**TASK DESCRIPTION:** Word for word, transcribe all the entries shown below.

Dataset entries

------------

PR #7604, opened 2018-09-23
PLAT-9256: make sure thumbnail actions are cached for KES rules

noam-arad:


alpha/lib/model/accessControl.php
```diff
@@ -156,7 +156,20 @@ public function hasRules($contextType = null)
...
-	
+
+	public function hasKESRule()
+	{
+		$rules = $this->getRulesArray();
+
+		foreach($rules as $rule)
+		{
+			/* @var $rule kRule */
+			if (json_decode($rule->getRuleData())->type == 'ServeFromKESRule')
```
kalturaguy: i think it's better to check if one of the action is KalturaAccessControlServeRemoteEdgeServerAction

+ return false at the end of the method

kalturaguy: also for performance issue, let's save the result in the custom_data when you save the ACP, and just check the custom_data in the action

alpha/lib/model/accessControl.php
```diff
@@ -309,4 +330,37 @@ public function getCacheInvalidationKeys()
...
+		foreach ($rules as $rule)
+		{
+			/* @var $rule kRule */
+			$actions = $rule->getActions();
+			foreach ($actions as $action)
+			{
+				/* @var kRuleAction $action */
+				if ($action->getType() == RuleActionType::SERVE_FROM_REMOTE_SERVER)
+				{
+					$hasKESRule = true;
```
yossipapi: You can probably break from the loop after hasKESRule was assigned with true.

alpha/lib/model/accessControl.php
```diff
@@ -309,4 +330,37 @@ public function getCacheInvalidationKeys()
...
+
+	public function setHasKES($v)
+	{
+		$this->putInCustomData(self::CUSTOM_DATA_HAS_KES_RULE, $v);
+	}
+
+	/**
+	 * @return bool
+	 */
+	protected function calculateHasKESRule(): bool
```
yossipapi: Remove the ": bool" from the function signature

alpha/apps/kaltura/modules/extwidget/actions/thumbnailAction.class.php
```diff
@@ -453,8 +453,8 @@ public function execute()
 		}
 		
 		$nocache = false;
-		if ($secureEntryHelper->shouldDisableCache() || kApiCache::hasExtraFields() ||
-			(!$secureEntryHelper->isKsWidget() && $secureEntryHelper->hasRules(ContextType::THUMBNAIL)))
+		if (!$secureEntryHelper->hasKESRule() && ($secureEntryHelper->shouldDisableCache() || kApiCache::hasExtraFields() ||
```
yossipapi: I would probably change all the places where you named the functions or variables from the word KES to remoteServer (i.e hasKESRule hasServeRemoteServerRule). KES is not a terminology the Kaltura server should know about.

alpha/lib/model/accessControl.php
```diff
@@ -309,4 +330,38 @@ public function getCacheInvalidationKeys()
 	{
 		return array("accessControl:id=".strtolower($this->getId()));
 	}
+
+	public function getHasRemoteServer()
```
yossipapi: The function name is not that suitable, should be something like getHasServeRemoteServerRule same applies to other method signature as well.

------------

**RESULT OF THE EXERCISE:**
PR #7604, opened 2018-09-23
PLAT-9256: make sure thumbnail actions are cached for KES rules

noam-arad:


alpha/lib/model/accessControl.php
```diff
@@ -156,7 +156,20 @@ public function hasRules($contextType = null)
...
-	
+
+	public function hasKESRule()
+	{
+		$rules = $this->getRulesArray();
+
+		foreach($rules as $rule)
+		{
+			/* @var $rule kRule */
+			if (json_decode($rule->getRuleData())->type == 'ServeFromKESRule')
```
kalturaguy: i think it's better to check if one of the action is KalturaAccessControlServeRemoteEdgeServerAction

+ return false at the end of the method

kalturaguy: also for performance issue, let's save the result in the custom_data when you save the ACP, and just check the custom_data in the action

alpha/lib/model/accessControl.php
```diff
@@ -309,4 +330,37 @@ public function getCacheInvalidationKeys()
...
+		foreach ($rules as $rule)
+		{
+			/* @var $rule kRule */
+			$actions = $rule->getActions();
+			foreach ($actions as $action)
+			{
+				/* @var kRuleAction $action */
+				if ($action->getType() == RuleActionType::SERVE_FROM_REMOTE_SERVER)
+				{
+					$hasKESRule = true;
```
yossipapi: You can probably break from the loop after hasKESRule was assigned with true.

alpha/lib/model/accessControl.php
```diff
@@ -309,4 +330,37 @@ public function getCacheInvalidationKeys()
...
+
+	public function setHasKES($v)
+	{
+		$this->putInCustomData(self::CUSTOM_DATA_HAS_KES_RULE, $v);
+	}
+
+	/**
+	 * @return bool
+	 */
+	protected function calculateHasKESRule(): bool
```
yossipapi: Remove the ": bool" from the function signature

alpha/apps/kaltura/modules/extwidget/actions/thumbnailAction.class.php
```diff
@@ -453,8 +453,8 @@ public function execute()
 		}
 		
 		$nocache = false;
-		if ($secureEntryHelper->shouldDisableCache() || kApiCache::hasExtraFields() ||
-			(!$secureEntryHelper->isKsWidget() && $secureEntryHelper->hasRules(ContextType::THUMBNAIL)))
+		if (!$secureEntryHelper->hasKESRule() && ($secureEntryHelper->shouldDisableCache() || kApiCache::hasExtraFields() ||
```
yossipapi: I would probably change all the places where you named the functions or variables from the word KES to remoteServer (i.e hasKESRule hasServeRemoteServerRule). KES is not a terminology the Kaltura server should know about.

alpha/lib/model/accessControl.php
```diff
@@ -309,4 +330,38 @@ public function getCacheInvalidationKeys()
 	{
 		return array("accessControl:id=".strtolower($this->getId()));
 	}
+
+	public function getHasRemoteServer()
```
yossipapi: The function name is not that suitable, should be something like getHasServeRemoteServerRule same applies to other method signature as well.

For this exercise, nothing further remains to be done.